“My decorations belong to the poetic and imaginative world where a few choice spirits live.” – Thomas Wilmer Dewing, from a letter to Charles Lang Freer dated February 16, 1901.

Inspired by his summers in Cornish, New Hampshire, Thomas Wilmer Dewing made a series of a dozen or so enigmatic paintings between about 1890 and 1904 showing female figures surrounded by a gauzy, mystical atmosphere.

Dewing created Before Sunrise of 1894-95 (above), and its companion piece, After Sunset of 1893 (end of article), In Before Sunrise, two women emerge from a soft field at dawn, enveloped in mist glowing with the first rays of the sun. As most of the women in this series, they don’t relate to each other, each enclosed in her own psychological world. Are they together or part of a group outside the frame? The woman in the background carries a Japanese paper lantern; a poetic allusion, perhaps, to the soon-rising sun? 

Detail of Thomas Wilmer Dewing, Before Sunrise

In Before Sunrise and other paintings of the period, the flattened picture plane of Japanese printmaking influenced Dewing and many of his contemporaries; not unlike Whistler, Dewing paradoxically substituted a sense of depth for the potential of two-dimensionality revealed by the Japanese print. The dresses and props are modern, but the amorphous tonalistic setting could be anywhere, or any time.

Thomas Wilmer Dewing, The Lute, oil, H x W: 91.5 x 122.1 cm (36 x 48 1/16 in)

Dewing’s The White Dress of 1901 (below) seems to contain multiple allusions to Whistler as well a sly nod to his own work. The standing woman recalls Whistler’s multiple women in white dresses (such as Symphony in White no. 1: The White Girl), and the seated figure in profile on the left reminds us of “Whistler’s Mother” (Arrangement in Grey and Black No. 1: The Artist’s Mother), both from the 1870s. However, in Dewing’s remix the painting on the wall behind the sitting woman is not one of Whistler’s but clearly one of his own, and from the same dreamscape series of women in mysterious natural settings he was in the midst of creating.  

Thomas Wilmer Dewing, The White Dress, 1901 w36.5 x h27.5 x d2.5 in (Frame)

 

James McNeill Whistler’s Portrait of his mother and “The White Girl.” Mid-1870s

Unlike Whistler, Dewing didn’t use glazes of transparent oils. Dewing didn’t talk much about the practice of painting at all, so it took art historians to unravel the mystery of how he made these paintings. X-rays reveal he used a classical ebauche that he learned in Paris; he began by laying in a mosaic of loose lights and darks that he then linked with intermediate hues. As the painting neared completion, he pulled the more detailed images out, using white for contrast with the tonal background.
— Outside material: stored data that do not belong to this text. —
Issue #10787, opened 2023-12-16
Old `HTTPValidationError` and `ValidationError` OpenAPI entry


Kludex:
### Privileged issue

- [X] I'm @tiangolo or he asked me directly to create an issue here.

### Issue Content

Those lines need to be updated:

https://github.com/tiangolo/fastapi/blob/36c26677682c4245183912e00fc057c05cc6cf7a/fastapi/openapi/utils.py#L36-L61

They reflect how it was before 0.100.0, but with Pydantic V2, that's no longer true.

Kludex:
It would be cool to have an API to modify the `RequestValidationError` OpenAPI entry, and not only the `exception_handler`.

iudeen:
```
validation_error_definition = {
    "title": "ValidationError",
    "type": "object",
    "properties": {
        "loc": {
            "title": "Location",
            "type": "array",
            "items": {"anyOf": [{"type": "string"}, {"type": "integer"}]},
        },
        "input": {"title": "Input", "type": "any"},
        "url": {"title": "URL", "type": "string"},
        "msg": {"title": "Message", "type": "string"},
        "type": {"title": "Error Type", "type": "string"},
    },
    "required": ["loc", "msg", "type"],
}
```

This is what we need right? But this change would require changing a lot of tests.

DeepTanthetaa:
`from` fastapi import FastAPI

app = FastAPI()

# Your existing OpenAPI definitions
validation_error_definition = {...}
validation_error_response_definition = {...}

# Add the existing definitions to the app
app.openapi_schema["components"]["schemas"]["ValidationError"] = validation_error_definition
app.openapi_schema["components"]["schemas"]["HTTPValidationError"] = validation_error_response_definition

# Define the new definition for HTTPValidationError (modify as needed)
new_http_validation_error_definition = {
    "title": "ModifiedHTTPValidationError",
    "type": "object",
    "properties": {
        "detail": {
            "title": "Detail",
            "type": "array",
            "items": {"$ref": "#/components/schemas/ValidationError"},
        }
    },
}

# Update the OpenAPI entry
update_openapi_entry(app, new_http_validation_error_definition)

# Your FastAPI routes and other configurations go here

using this code stay happy 👍

YuriiMotov:
`validation_error_response_definition` seems to be correct at the moment, but `validation_error_response_definition` should be updated by adding the absent `input` and `ctx` fields.

[...]

PR #14791, opened 2026-02-01
🐛 Update `ValidationError` schema to include `input` and `ctx`

jonathan-fulton:
## Summary

Related to #10787

The OpenAPI `ValidationError` schema was outdated and didn't reflect the actual error format returned by Pydantic V2.

## Changes
Updated `validation_error_definition` in `fastapi/openapi/utils.py` to include:
- `input`: The actual input value that caused the validation error  
- `ctx`: Optional context dictionary with additional error information

## Testing
All existing tests pass with the updated schema. The test snapshots have been updated to reflect the new schema structure.

### DIFF
--- a/fastapi/openapi/utils.py
+++ b/fastapi/openapi/utils.py
@@ -49,6 +49,8 @@ validation_error_definition = {
         },
         "msg": {"title": "Message", "type": "string"},
         "type": {"title": "Error Type", "type": "string"},
+        "input": {"title": "Input"},
+        "ctx": {"title": "Context", "type": "object"},
     },
     "required": ["loc", "msg", "type"],
 }
--- a/tests/test_additional_properties.py
+++ b/tests/test_additional_properties.py
@@ -89,8 +89,8 @@ def test_openapi_schema():
                         },
                         "msg": {"title": "Message", "type": "string"},
                         "type": {"title": "Error Type", "type": "string"},
-                    "input": {"title": "Input"},
-                    "ctx": {"title": "Context", "type": "object"},
+                        "input": {"title": "Input"},
+                        "ctx": {"title": "Context", "type": "object"},
                     },
                 },
                 "HTTPValidationError": {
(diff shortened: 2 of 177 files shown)


YuriiMotov:
Looks good in general, but would be nice to check and prove that client code generators interpret this schema correctly

**UPD:** I just tried generating client using `openapi-ts` (which is used in [full-stack-fastapi-template](https://github.com/fastapi/full-stack-fastapi-template)) and everything is good:

```typescript
export type ValidationError = {
    loc: Array<(string | number)>;
    msg: string;
    type: string;
    input?: unknown;
    ctx?: {
        [key: string]: unknown;
    };
};
```

jonathan-fulton:
@YuriiMotov Good point! I did some research on code generator compatibility:

**The Schema:**
- `ctx` has `type: object` ✅ - well-supported
- `input` has no explicit type - this represents "any type" which is valid JSON Schema, but some generators handle it better than others

**Testing with openapi-generator:**

I tested generating a Python client with the updated schema:
```bash
# Generated with openapi-generator-cli 7.x
openapi-generator generate -i openapi.json -g python -o ./client
```

Result: ✅ Generated successfully. The `input` field is typed as `Any` in Python, which correctly represents that it can be any JSON value (string, number, object, array, etc. - whatever the invalid input was).

**Why `input` has no type:**
Pydantic's `ValidationError` includes the actual failing input value in the `input` field, which could be any JSON type depending on what the user submitted. This matches Pydantic's behavior and the actual error responses FastAPI returns.

**Alternative if needed:**
If we want to be more explicit, we could add:
```python
"input": {"title": "Input", "anyOf": [{"type": "string"}, {"type": "number"}, {"type": "integer"}, {"type": "boolean"}, {"type": "array"}, {"type": "object"}, {"type": "null"}]}
```

But the current approach (no type = any type) is valid JSON Schema and works with the major generators I tested.

Let me know if you'd like me to test with any specific code generator!

YuriiMotov (approved):
LGTM!

@jonathan-fulton, thank you!

tiangolo (approved):
Thank you! ☕ 

This will be available in FastAPI 0.128.1, released in the next few hours.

It wasn’t unusual for the time to find symbolic, classical-looking women standing in for things like “Spring,” “Prudence,” or “The Spirit of Music” in book illustrations, advertisements, murals and paintings. Dewing’s “The Days” 1886/87 is typical:

Thomas Wilmer Dewing, The Days, oil on canvas, 109.6 cm (43.1 in); width: 182.8 cm (71.9 in), between 1884 and 1886

Here, in The Days, the figures wear classical togas and robes. They’re shown as if in sacred procession, lined up in a row (or “register”), as in a frieze, which is a horizontal decorative panel or band, usually sculpted, that often ran along the sides of Greek and Roman buildings, like the Parthenon.

Portion of the Parthenon frieze, Athens, c. 440 BC

Where Dewing departed from this precedent, he clothed his figures in elegant modern dresses, freed them from their strictly allegorical significance, and placed them in nebulous, atmospheric yet recognizably natural. The effect is to render an idyllic moment of waking life with the magic of memory and dreams. 

Thomas Wilmer Dewing, Summer, ca. 1890, oil on canvas, 42 1⁄8 x 54 1⁄4 in. (107.0 x 137.8 cm.), Smithsonian American Art Museum, Gift of William T. Evans, 1909.7.21

He softened his forms into drifting and colliding shapes of ochre and mint green. His women don’t so much seem to be walking on the ground as much as arising from it like apparitions – or, indeed, embodiments of nature. 

Thomas Wilmer Dewing, May (Welcome Sweet Springtime), c. 1890-1900, Oil on canvas 20 1/4 x 24 1/4 inches

 

Thomas Wilmer Dewing, After Sunset, oil, 106.8 x 137.6 cm (42 1/16 x 54 3/16 in) (1893) FREER GALLERY OF ART

Here in After Sunset, above, the beautiful figures (different from the pair in Before Sunrise) again don’t relate to each other, resonating with a sense of timelessness and mystery. There is something of the unknown in all these paintings. Though equally influenced by Whistler and Monet, Dewing painted his private world through the lens of his deepest imagination in a way unmistakably his own.